* Data in this exercise

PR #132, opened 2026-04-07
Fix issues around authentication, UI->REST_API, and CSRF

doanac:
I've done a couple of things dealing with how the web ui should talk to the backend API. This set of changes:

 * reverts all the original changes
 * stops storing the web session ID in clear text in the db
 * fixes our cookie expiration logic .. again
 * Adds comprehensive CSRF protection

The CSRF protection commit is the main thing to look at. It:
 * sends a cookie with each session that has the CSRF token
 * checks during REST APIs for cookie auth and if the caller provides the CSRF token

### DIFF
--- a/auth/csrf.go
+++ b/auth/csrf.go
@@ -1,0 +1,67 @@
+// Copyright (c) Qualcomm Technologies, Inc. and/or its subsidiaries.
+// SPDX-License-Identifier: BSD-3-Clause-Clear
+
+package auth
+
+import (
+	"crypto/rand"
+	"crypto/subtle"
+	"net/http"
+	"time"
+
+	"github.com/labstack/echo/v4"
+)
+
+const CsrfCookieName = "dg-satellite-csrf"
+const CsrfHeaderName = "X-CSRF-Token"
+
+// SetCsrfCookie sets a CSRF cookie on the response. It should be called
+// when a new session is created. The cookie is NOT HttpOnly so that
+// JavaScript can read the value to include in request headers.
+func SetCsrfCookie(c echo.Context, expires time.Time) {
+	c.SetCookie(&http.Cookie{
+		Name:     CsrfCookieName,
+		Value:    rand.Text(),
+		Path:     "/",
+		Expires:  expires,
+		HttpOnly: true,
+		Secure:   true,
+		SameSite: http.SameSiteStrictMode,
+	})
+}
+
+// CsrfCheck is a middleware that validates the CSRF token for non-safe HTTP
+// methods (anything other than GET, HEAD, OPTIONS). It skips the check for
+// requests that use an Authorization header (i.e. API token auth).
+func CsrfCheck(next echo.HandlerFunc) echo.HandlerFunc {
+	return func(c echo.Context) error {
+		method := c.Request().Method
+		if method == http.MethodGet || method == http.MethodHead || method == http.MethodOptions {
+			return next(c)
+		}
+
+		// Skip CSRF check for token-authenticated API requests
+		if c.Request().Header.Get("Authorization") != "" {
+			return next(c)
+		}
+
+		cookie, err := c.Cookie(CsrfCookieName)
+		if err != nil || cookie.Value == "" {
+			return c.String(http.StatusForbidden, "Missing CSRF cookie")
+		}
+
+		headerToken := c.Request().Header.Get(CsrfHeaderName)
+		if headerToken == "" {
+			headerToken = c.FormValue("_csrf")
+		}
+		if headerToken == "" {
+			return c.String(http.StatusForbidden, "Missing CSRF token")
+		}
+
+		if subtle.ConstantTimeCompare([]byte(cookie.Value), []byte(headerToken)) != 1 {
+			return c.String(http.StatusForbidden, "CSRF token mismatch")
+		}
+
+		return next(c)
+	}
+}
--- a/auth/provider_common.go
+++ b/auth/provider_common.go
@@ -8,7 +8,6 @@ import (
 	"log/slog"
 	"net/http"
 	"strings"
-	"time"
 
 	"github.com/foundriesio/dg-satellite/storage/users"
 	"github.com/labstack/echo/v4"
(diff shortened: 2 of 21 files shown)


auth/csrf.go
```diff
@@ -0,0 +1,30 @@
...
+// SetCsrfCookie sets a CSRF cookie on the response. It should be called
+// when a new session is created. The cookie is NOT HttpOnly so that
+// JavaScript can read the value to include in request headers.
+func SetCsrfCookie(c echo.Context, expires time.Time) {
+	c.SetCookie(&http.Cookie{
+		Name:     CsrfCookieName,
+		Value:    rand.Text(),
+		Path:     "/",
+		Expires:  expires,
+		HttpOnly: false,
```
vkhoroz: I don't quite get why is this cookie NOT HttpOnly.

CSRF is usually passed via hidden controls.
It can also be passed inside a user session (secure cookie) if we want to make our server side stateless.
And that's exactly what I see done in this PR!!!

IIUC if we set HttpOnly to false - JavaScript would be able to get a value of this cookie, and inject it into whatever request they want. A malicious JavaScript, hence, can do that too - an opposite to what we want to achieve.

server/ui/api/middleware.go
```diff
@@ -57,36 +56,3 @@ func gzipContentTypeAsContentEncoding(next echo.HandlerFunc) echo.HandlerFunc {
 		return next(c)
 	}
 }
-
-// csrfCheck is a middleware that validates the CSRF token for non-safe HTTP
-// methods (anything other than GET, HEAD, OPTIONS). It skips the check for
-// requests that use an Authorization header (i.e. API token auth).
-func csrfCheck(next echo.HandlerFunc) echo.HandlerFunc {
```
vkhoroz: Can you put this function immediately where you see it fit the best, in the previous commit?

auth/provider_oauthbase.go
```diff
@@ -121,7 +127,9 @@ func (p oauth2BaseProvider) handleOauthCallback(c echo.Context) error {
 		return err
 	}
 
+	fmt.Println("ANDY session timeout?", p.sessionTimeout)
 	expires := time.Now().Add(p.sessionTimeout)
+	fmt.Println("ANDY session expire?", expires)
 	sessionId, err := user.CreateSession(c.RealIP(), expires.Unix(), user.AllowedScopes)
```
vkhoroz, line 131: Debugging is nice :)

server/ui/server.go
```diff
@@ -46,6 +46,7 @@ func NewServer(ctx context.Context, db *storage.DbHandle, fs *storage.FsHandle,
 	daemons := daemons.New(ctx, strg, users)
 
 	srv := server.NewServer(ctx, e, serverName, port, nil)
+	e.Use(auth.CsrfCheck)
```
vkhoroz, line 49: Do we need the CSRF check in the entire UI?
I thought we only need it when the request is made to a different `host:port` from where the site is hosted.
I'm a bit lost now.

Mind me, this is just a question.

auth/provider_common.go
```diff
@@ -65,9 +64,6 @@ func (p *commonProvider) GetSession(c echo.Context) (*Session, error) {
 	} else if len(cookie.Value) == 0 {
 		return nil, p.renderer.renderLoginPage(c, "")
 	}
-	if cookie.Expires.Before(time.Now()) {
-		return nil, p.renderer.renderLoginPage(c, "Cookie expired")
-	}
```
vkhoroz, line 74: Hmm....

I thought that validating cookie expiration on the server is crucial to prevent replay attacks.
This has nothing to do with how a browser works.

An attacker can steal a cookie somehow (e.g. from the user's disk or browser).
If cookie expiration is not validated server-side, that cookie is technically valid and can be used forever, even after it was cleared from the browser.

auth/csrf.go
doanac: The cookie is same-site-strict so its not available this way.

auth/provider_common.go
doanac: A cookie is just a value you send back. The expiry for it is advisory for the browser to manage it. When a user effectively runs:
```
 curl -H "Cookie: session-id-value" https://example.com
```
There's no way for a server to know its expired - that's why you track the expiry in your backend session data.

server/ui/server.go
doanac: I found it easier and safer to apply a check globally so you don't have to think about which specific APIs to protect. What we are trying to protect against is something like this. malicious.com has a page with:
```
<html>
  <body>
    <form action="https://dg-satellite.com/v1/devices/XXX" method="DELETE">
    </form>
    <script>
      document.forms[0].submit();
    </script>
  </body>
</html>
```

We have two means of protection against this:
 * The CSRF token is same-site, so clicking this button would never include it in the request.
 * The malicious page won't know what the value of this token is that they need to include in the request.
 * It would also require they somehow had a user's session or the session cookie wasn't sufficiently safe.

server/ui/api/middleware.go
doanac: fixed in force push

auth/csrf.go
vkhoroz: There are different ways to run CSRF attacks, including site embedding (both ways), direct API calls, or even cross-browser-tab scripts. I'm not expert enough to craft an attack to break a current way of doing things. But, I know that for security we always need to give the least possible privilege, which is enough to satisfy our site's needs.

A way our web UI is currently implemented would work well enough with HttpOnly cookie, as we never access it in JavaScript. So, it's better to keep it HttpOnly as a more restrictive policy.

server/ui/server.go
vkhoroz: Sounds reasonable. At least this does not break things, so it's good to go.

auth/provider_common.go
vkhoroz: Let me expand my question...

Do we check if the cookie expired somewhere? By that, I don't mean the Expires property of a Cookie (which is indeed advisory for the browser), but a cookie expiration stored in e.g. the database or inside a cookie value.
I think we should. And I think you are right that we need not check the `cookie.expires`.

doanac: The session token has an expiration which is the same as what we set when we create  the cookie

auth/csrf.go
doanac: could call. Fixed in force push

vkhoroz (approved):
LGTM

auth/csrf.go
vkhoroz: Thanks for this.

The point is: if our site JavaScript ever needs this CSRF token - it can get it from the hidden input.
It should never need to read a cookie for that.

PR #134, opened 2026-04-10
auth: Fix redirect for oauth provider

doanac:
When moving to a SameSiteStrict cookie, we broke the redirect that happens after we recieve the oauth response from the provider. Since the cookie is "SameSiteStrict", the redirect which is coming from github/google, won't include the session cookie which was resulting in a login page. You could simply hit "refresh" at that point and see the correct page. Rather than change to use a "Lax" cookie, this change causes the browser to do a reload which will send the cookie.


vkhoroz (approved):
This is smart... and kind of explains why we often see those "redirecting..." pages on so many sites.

* Problem
Both the first line of the records above and the line containing "comprehensive CSRF protection" are to be transcribed exactly, together with every line between them, and nothing else.

* Response area
PR #132, opened 2026-04-07
Fix issues around authentication, UI->REST_API, and CSRF

doanac:
I've done a couple of things dealing with how the web ui should talk to the backend API. This set of changes:

 * reverts all the original changes
 * stops storing the web session ID in clear text in the db
 * fixes our cookie expiration logic .. again
 * Adds comprehensive CSRF protection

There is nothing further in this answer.